RECORDS FOR THIS TASK ::
PR #234, opened 2025-07-29
fix(preview): Limit preview resize to range 5% up to 95%.

vic:
This fixes two bugs:

- The preview resize messages were being handled even if the preview window was hidden. This caused strange problems if ctrl+h or ctrl+l were hit while preview was hidden.

  We now only handle resize messages if preview is actually shown. Because these commands effects are intended to be immediatly visible to the user.

- There was no limit to scaling up and when we hit more than 100% the screen was messed up and preview window was no longer able to be resized.


idursun (approved):
Thanks!

PR #236, opened 2025-07-29
feat(evolog): Restore descendants from selected evolog revision.

vic:
Workflow: mark a target revision as selected using ` ` (space). Enter the evolog on source revision using `v`, when hovering the desired source, press `R`.

The following command will be run:

```
jj restore --from SOURCE --into TARGET --restore-descendants
```

See #235


idursun:
Hey, thanks!

I gave it a quick go, and it works. However, first thing I noticed was that I had a custom command bound to `R` and it was invoked instead of the evolog's `R` key. 

I'd suggest the restore keybinding for the evolog to be `r` (which is the same in details view) so they are consistent.

Most of the time user might not know if they want to restore evolog, but when they decide to restore, then they have to close the evolog and choose the target and come back to evolog, choose the entry they want again and then restore, which is a lot of work.

Instead of starting with a selection, let to the user to open the evolog, and hit `r` if they want to restore, and then give them the option select the target as we do in the _rebase_, _squash_ operations. I think this would be ideal flow as showing the restore option regardless of a selection makes it discoverable and also giving the ability to choose the target after they want to restore makes it flexible.

What do you think?

nickchomey:
I strongly agree with the suggested change

idursun:
@vic you are working on so many things at the moment, let me know if the proposed change is distraction to the other work you are doing at the moment. I am happy to implement it on this PR.

vic:
changes sound good to me, and they sound easy when you mention them, haha. I have no idea how to do that option to interactively select the target as we do in rebase/squash. I just implemented it using checked revision because that's how I imagined to have something working asap and see if I could have a prototype of it quickly. If you want to continue this PR, please do so. :)

vic:
> I am happy to implement it on this PR.

Yes please.

arnold-c:
This is all great. Thanks @vic for pulling this together so quickly. The suggested changes align with my proposed workflow, so that works well for me!

idursun:
@vic I think this is now ready to be reviewed.

vic (commented):
LGTM

PR #238, opened 2025-07-29
feat(preview): Allow showing preview at bottom (config and toggle-key)

### LINKED ISSUE #93: Optionally arrange commit graph and preview vertically
When jj is configured to use a diff tool such as https://github.com/Wilfred/difftastic that defaults to side-by-side diff views to use horizontal screen estate, jjui preview pane horizontally aligned with the commit graph does not show the right-hand side of the diff view.

In such cases an option would be to configure the preview pane to be vertically aligned with the commit graph.

I was using lazyjj until today which provides a layout configuration setting to this effect: https://github.com/Cretezy/lazyjj?tab=readme-ov-file#configuration.

vic:
The option `preview.show_at_bottom` (default: false) and the `P` key
allow moving the preview window to the bottom instead of being shown to
the side.

Fixes #93

### DIFF
--- a/internal/config/config.go
+++ b/internal/config/config.go
@@ -120,6 +120,7 @@ type PreviewConfig struct {
 	OplogCommand             []string `toml:"oplog_command"`
 	FileCommand              []string `toml:"file_command"`
 	ShowAtStart              bool     `toml:"show_at_start"`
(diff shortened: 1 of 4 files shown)


idursun (approved):
so good 😍

PR #246, opened 2025-07-31
feat(placeholders): Add $checked_files and $checked_commit_ids.

### LINKED ISSUE #223: WIP: Implementing spread placeholders.
As described in #219 it would be useful to have placeholders with multiple values, particularly for multiple selected files, but we can also have multiple selected revisions on the UI, so having spread placeholders for them allows user defined custom-commands and leader keys to implement things that operate in multiple files/revisions, etc.

For context, #219 was about opening multiple files from the details view and originally inspired by #184. 

This issue is for trying to come up with a syntax that is useful in both custom-commands and leader keys, since they both currently use the `$placeholder` syntax.

On custom-commands, `$placeholder`s are just replaced on the custom-command arguments string. However in exec (both `jj` and `sh`) they are actually environment variables (`placeholder=value`) set for the underlying process before execution.

So, for custom-commands any spread syntax we choose `$...placeholder` (as originally proposed by @idursun) is fine since we simply make string replacement. 

However since shell utilities can be user defined programs (as to avoid having long scripts in jjui config) they can access their contextual placeholders via the process environment: `$file`, `$revset`, etc. 

So, instead of `$...placeholder`, I'm proposing we use `$placeholder_list`, like `$file_list` or `$change_id_list`. They will be substituted (in the case of custom-commands) or set in the environment (for jj and sh exec) as space separated values. space is a commonly used in shells as field separator `IFS`.

However, it is also common for filenames to include spaces, so we either quote files when they are part of `$file_list` or use another separator. 

I'll start implementing this `$file_list` for selected files from the details view. But I'd like some feedback about my previous notes.

vic:
This patch allows custom-commands and exec-commands to have access to user selected revisions and files. By "selected" we mean, marked as _checked_  (✓)  using space ` ` on the UI.

You can test this branch in two ways:

- Select some revisions from the UI and then execute a command like: `$ echo $checked_commit_ids`

- Select some files from the details UI and execute: NOTE: expansion is performed by underlying $SHELL. This example assumes bash:

   `$ ls -la ${checked_files[@]}`

See [#223 comment](https://github.com/idursun/jjui/issues/223#issuecomment-3134918996)

Closes #223

### DIFF
--- a/internal/jj/commands.go
+++ b/internal/jj/commands.go
@@ -12,6 +12,17 @@ const (
 	FilePlaceholder        = "$file"
 	OperationIdPlaceholder = "$operation_id"
 	RevsetPlaceholder      = "$revset"
+
+	// user checked file names, separated by `\t` tab.
+	// tab is a lot less common than spaces on filenames,
+	// and is also part of shell's IFS separator.
+	// this allows programs like `ls -l ${checked_files[@]}`
+	CheckedFilesPlaceholder = "$checked_files"
+
+	// user checked commit ids, separated by `|`.
+	// the reason is user can use checked commits as revsets
+	// given to jj commands.
+	CheckedCommitIdsPlaceholder = "$checked_commit_ids"
 )
 
 type CommandArgs []string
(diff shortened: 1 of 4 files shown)


idursun (approved):
Thanks.

I believe this is just an interim step until we have go templates for custom commands implemented.

PR #247, opened 2025-07-31
feat(revert): Revert operation (`R`) with interactive target selection

vic:
Code is mostly based on `rebase` operation, but simplified a bit since  revert always has revisions as source.


idursun (approved):
Thanks!

PR #251, opened 2025-08-01
Experimental lane tracing support

idursun:
This PR adds highly experimental support for highlighting lanes based on selected revision and dims the out of lane revisions.

It's currently behind a configuration value, you can enable it like the following.

```toml
[ui.tracer]
enabled = true
```

image

image


vic:
Will try this later today, thanks!

vic:
Hey, I know this is a work in progress, and still marked as draft.

Just wanted to share some issues that appear even if tracing is disabled. Like I seem to have underlined spaces near the lane lines.

---
With tracing enabled
Screenshot_20250801_133023

---
With tracing disabled
Screenshot_20250801_133130

---
Without this branch
Screenshot_20250801_133225

idursun:
@vic That's because your "matched" style has underline set and lanes are drawn using "revisions matched" style, so it is inheriting the _underline_ attribute from it, that's why it renders like this. 

To get rid of this, you need to specifically set "revisions matched" with `underline = false`. That would be my recommendation, but unfortunately, that won't work either. I need to change the way the default attributes are inherited when the final style is calculated. Currently, overrides with default values have no effect (i.e. underline = false is the default value). I will create a separate PR to make this a little bit more predictable.

Meanwhile, you can remove the underline from the "matched" style and set it only where you want it to be underlined.

In this branch, I can set the underline to false explicitly as users will almost never want to have it on in the lanes part of the graph.

zerowidth:
Wow, I love this!

I noticed that only the graph lines and the "main" text gets dimmed, but not the rest of the change (change id, author, date) does not. Nor does any non-"plain" text, e.g. the "empty" or "no description" labels.

For debugging, I set `dimmed = "bright red"` to show which parts of the text are targeted by the "dimmed" rule:

image
image

Is it  or could it be possible to dim the rest of the change log entry?

idursun:
@zerowidth thanks!

Which terminal are you using? It's setting the `faded = true` but now I am thinking some terminals might not be supporting it. I am on ghostty. I will have a look at with the other ones, and come back to you.

zerowidth:
I'm using `iterm2`, and that led me to this setting:

image

I had "faint" set to 100% opaque. Reducing that value below 100% worked, now I see the inactive branches dimmed as expected. Thanks, and TIL this "faint" ANSI escape code!

vic:
@idursun thank you, I've [removed underline](https://github.com/vic/tinted-jjui/commit/fc2537d6b451cc07861c386ab564a10e0810fabb) and it works as expected.

I only see an issue now when the lane is forked and I'm hovering a child, the fork point is partially highlighted.

image


Also maybe this is something minor (and I could live with this), if I have "unrelated" branches, see my revset here, and I hover on the last one, the first one's lane is also highlighted. 

image


Thanks for your amazing work. This feature alone is beautiful ! <3

penryu:
Truly a beautiful feature! (And it's working great on my 1-line-per-rev template as well!)

(Shown after patching the theme with `underline = false` fix described above.)

image

vic:
Hey @idursun, could you help me with some insight as to which style should I change in `tinted-jjui` themes so the following looks nice?

My terminal has a solarized-light background, but the jjui theme has a light gray theme. 

image

idursun:
@vic I pushed a change now. It should use the correct styles (at least according to my testing)

vic:
nice! works great now. thank you!

idursun:
Since this is behind a configuration option and seems to be working fine in general, I will mark this PR ready for review and probably merge. Later on, I will focus on optimising it.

TASK DIRECTIONS :: Scan the entries above for the word "programs" and collect each line holding it.

RESULT OF THIS TASK ::
However since shell utilities can be user defined programs (as to avoid having long scripts in jjui config) they can access their contextual placeholders via the process environment: `$file`, `$revset`, etc. 
+	// this allows programs like `ls -l ${checked_files[@]}`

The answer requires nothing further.